Are you a first time home buyer and/or thinking about buying a home with less than 20% down? If so, you may not qualify for as much as you would hope. Here is a quick summary of the new mortgage rules that were implemented this week:
THE MORTGAGE STRESS TEST HAS BEEN EXPANDED TO FIXED AND VARIABLE MORTGAGES
If you are make a down payment of less than 20% of the home’s purchase price you’re seeking a high-ratio mortgage, and you need mortgage insurance. All homebuyers seeking an insured mortgage, will be subject to a mortgage rate stress test beginning October 17. The purpose of the stress test is to assure the lender that the home buyer can still afford the mortgage if interest rates were to rise. The home buyer would need to qualify for a loan at the negotiated rate in the mortgage contract, but also at the Bank of Canada’s five-year fixed posted mortgage rate (which is an average of the posted rates of the big 6 banks in Canada).

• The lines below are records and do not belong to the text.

Issue #10766, opened 2016-02-15
Red Alert 1 - Allies 05a crash on latest build


Biofreak1987:
Game crashes when the spy infiltrates the Soviet warfactory.

> Red Alert Mod at Version {DEV_VERSION}
on map 75b7c2d7819cccf06fb3dd857d84feddfd3ffa1f (05a: Tanya's Tale by Westwood Studios).
Operating System: Windows (Microsoft Windows NT 6.2.9200.0)
Runtime Version: .NET CLR 4.0.30319.42000
Exception of type `System.ArgumentException`: bounds must be non-empty.
Parameter name: bounds
   at OpenRA.Primitives.SpatiallyPartitioned`1.ValidateBounds(Rectangle bounds) in d:\Games\OpenRA\OpenRA.Game\Primitives\SpatiallyPartitioned.cs:line 36
   at OpenRA.Primitives.SpatiallyPartitioned`1.Add(T item, Rectangle bounds) in d:\Games\OpenRA\OpenRA.Game\Primitives\SpatiallyPartitioned.cs:line 41
   at OpenRA.Traits.ScreenMap.Add(Actor a) in d:\Games\OpenRA\OpenRA.Game\Traits\World\ScreenMap.cs:line 77
   at OpenRA.Mods.Common.Traits.Mobile.AddedToWorld(Actor self)
   at OpenRA.World.Add(Actor a) in d:\Games\OpenRA\OpenRA.Game\World.cs:line 245
   at OpenRA.Mods.Common.Scripting.ActorGlobal.<>c__DisplayClass3.<Create>b__1(World w)
   at OpenRA.World.Tick() in d:\Games\OpenRA\OpenRA.Game\World.cs:line 309
   at OpenRA.Game.InnerLogicTick(OrderManager orderManager) in d:\Games\OpenRA\OpenRA.Game\Game.cs:line 557
   at OpenRA.Game.LogicTick() in d:\Games\OpenRA\OpenRA.Game\Game.cs:line 582
   at OpenRA.Game.Loop() in d:\Games\OpenRA\OpenRA.Game\Game.cs:line 709
   at OpenRA.Game.Run() in d:\Games\OpenRA\OpenRA.Game\Game.cs:line 749
   at OpenRA.Program.Run(String[] args) in d:\Games\OpenRA\OpenRA.Game\Support\Program.cs:line 117
[...]

PR #10795, opened 2016-02-21
Fixed screen map updates for invisible mobile actors

Mailaender:
Some traits already kept that in mind, but not all of them. Fixes https://github.com/OpenRA/OpenRA/issues/10766 and related crashes.

### DIFF
--- a/OpenRA.Game/World.cs
+++ b/OpenRA.Game/World.cs
@@ -193,6 +193,35 @@ namespace OpenRA
 					player.Shroud.ExploreAll(this);
 		}
 
+		public void AddToMaps(Actor self, IOccupySpace ios)
+		{
+			ActorMap.AddInfluence(self, ios);
+			ActorMap.AddPosition(self, ios);
+
+			if (!self.Bounds.Size.IsEmpty)
+				ScreenMap.Add(self);
+		}
+
+		public void UpdateMaps(Actor self, IOccupySpace ios)
+		{
+			if (!self.IsInWorld)
+				return;
+
+			if (!self.Bounds.Size.IsEmpty)
+				ScreenMap.Update(self);
+
+			ActorMap.UpdatePosition(self, ios);
+		}
+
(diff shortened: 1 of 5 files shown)


RoosterDragon:
My bad for missing these originally - perhaps we should factor out some helpers methods for adds, updates and removes to fix this more fully.

Mailaender:
You mean we should do the boundary checks in https://github.com/OpenRA/OpenRA/blob/bleed/OpenRA.Game/Traits/World/ScreenMap.cs#L78?

RoosterDragon:
I was thinking of methods just to reduce the duplication of:
```c#
```

but moving the checks to ScreenMap is also a good idea and we should probably do that. Why not both?

Mailaender:
I summarized them in a new function. This will now also check everything against `IsInWorld` before doing actor influence changes.

OpenRA.Game/World.cs
```diff
@@ -193,6 +193,35 @@ internal World(Map map, OrderManager orderManager, WorldType type)
...
+			ActorMap.UpdatePosition(self, ios);
+		}
+
+		public void RemoveFromMaps(Actor self, IOccupySpace ios)
+		{
+			ActorMap.RemoveInfluence(self, ios);
+			ActorMap.RemovePosition(self, ios);
+
+			if (!self.Bounds.Size.IsEmpty)
+				self.World.ScreenMap.Remove(self);
```
RoosterDragon: Maybe just `ScreenMap.Remove(self);` for consistency.

RoosterDragon:
:+1:

OpenRA.Game/World.cs
Mailaender: Woops. Fixed.

obrakmann:
:+1:

obrakmann:
[Changelog](https://github.com/OpenRA/OpenRA/wiki/Changelog-%28bleed%29/_compare/3aabb4e3b210d335773e1d26056c212c3bcf60c8)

What this means to homebuyers: It's going to be more difficult to get approved for your mortgage. Early estimates are showing that 1 out of every 5 first time home buyers will be affected by this change. This means that approximately 20% fewer first time home buyers will be purchasing homes after Oct 17. It can could affect the amount you are pre-approved for upwards of $100,000 less which can greatly impact the type of home you may be thinking of purchasing. If you are preapproved for a mortgage, speak to your broker again because you will likely quality for much less if you were looking to get a high-ratio mortgage.

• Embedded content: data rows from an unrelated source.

PR #10801, opened 2016-02-21
Update license header for 2016 and GPLv3+.

### LINKED ISSUE #9626: Licensing: specify GPL version in headers and README.md
The licensing info in the README.md and in headers currently states: "It is made available to you under the terms of the GNU General Public License as published by the Free Software Foundation. For more information, see COPYING."

It does not specify which version of the GPL applies. When checking COPYING, one can see it is the GPL version 3, but there is no mention as to whether the "or any later version" clause applies. I would suggest to make it clearer at least in the README.md, and ideally also in the code header. If you go for GPLv3+ (3 or any later version), a typical license declaration would read:

```
# This program is free software: you can redistribute it and/or modify
# it under the terms of the GNU General Public License as published by
# the Free Software Foundation, either version 3 of the License, or
# (at your option) any later version.
```

<bountysource-plugin>
---
Want to back this issue? **[Post a bounty on it!](https://www.bountysource.com/issues/27381353-licensing-specify-gpl-version-in-headers-and-readme-md?utm_campaign=plugin&utm_content=tracker%2F36085&utm_medium=issues&utm_source=github)** We accept bounties via [Bountysource](https://www.bountysource.com/?utm_campaign=plugin&utm_content=tracker%2F36085&utm_medium=issues&utm_source=github).
</bountysource-plugin>

pchote:
Fixes #9626.

### DIFF
--- a/OpenRA.Game/Activities/Activity.cs
+++ b/OpenRA.Game/Activities/Activity.cs
@@ -3,8 +3,9 @@
  * Copyright 2007-2016 The OpenRA Developers (see AUTHORS)
  * This file is part of OpenRA, which is free software. It is made
  * available to you under the terms of the GNU General Public License
- * as published by the Free Software Foundation. For more information,
- * see COPYING.
+ * as published by the Free Software Foundation, either version 3 of
+ * the License, or (at your option) any later version. For more
+ * information, see COPYING.
  */
 #endregion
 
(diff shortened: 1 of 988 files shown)


Mailaender:
:+1:

pchote:
I also wouldn't be opposed to moving back to the standard header blob, even though that is a fair bit longer than our current one.

Mailaender:
Can you update README.md as well?

Phrohdoh:
I'm not a fan of the über verbose GPL header so I'd say stick with what we have as of this PR. :+1:

pchote:
Updated readme.

obrakmann:
The readme still states "Copyright 2007-2015 The OpenRA Developers". Either fix or remove the dates, please.

pchote:
Fixed.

NEW REPORTING RULES FOR THE PRIMARY RESIDENCE CAPITAL GAINS EXEMPTION
Financial gains from selling your primary residence are tax-free and do not have to be reported as income. As of this tax year, the capital gains tax is still waived, but the sale of the primary residence must be reported at tax time to the Canada Revenue Agency. In a nutshell, if you sold your home this year, you now have an obligation to report it to the CRA.
NEW RESTRICTIONS ON WHEN IT WILL PROVIDE INSURANCE FOR LOW-RATIO MORTGAGES
The new rules restrict insurance for low-ratio mortgages based on new criteria, which include the following:
amortization period must be 25 years or less
the purchase price is less than $1-million
the buyer has a credit score of 600
the property will be owner-occupied
By doing this the government is essentially lowering it's exposure to residential mortgages for properties worth $1-million or more, a category of the market that has increased rapidly in Vancouver and Toronto.
CONSULTATION PROCESS ON "LENDER RISK SHARING" HAS BEGUN
The government basically wants banks to have more skin in the game when it comes to insured mortgages. It's possible that Canadians will face higher mortgage rates as banks pass on higher funding costs.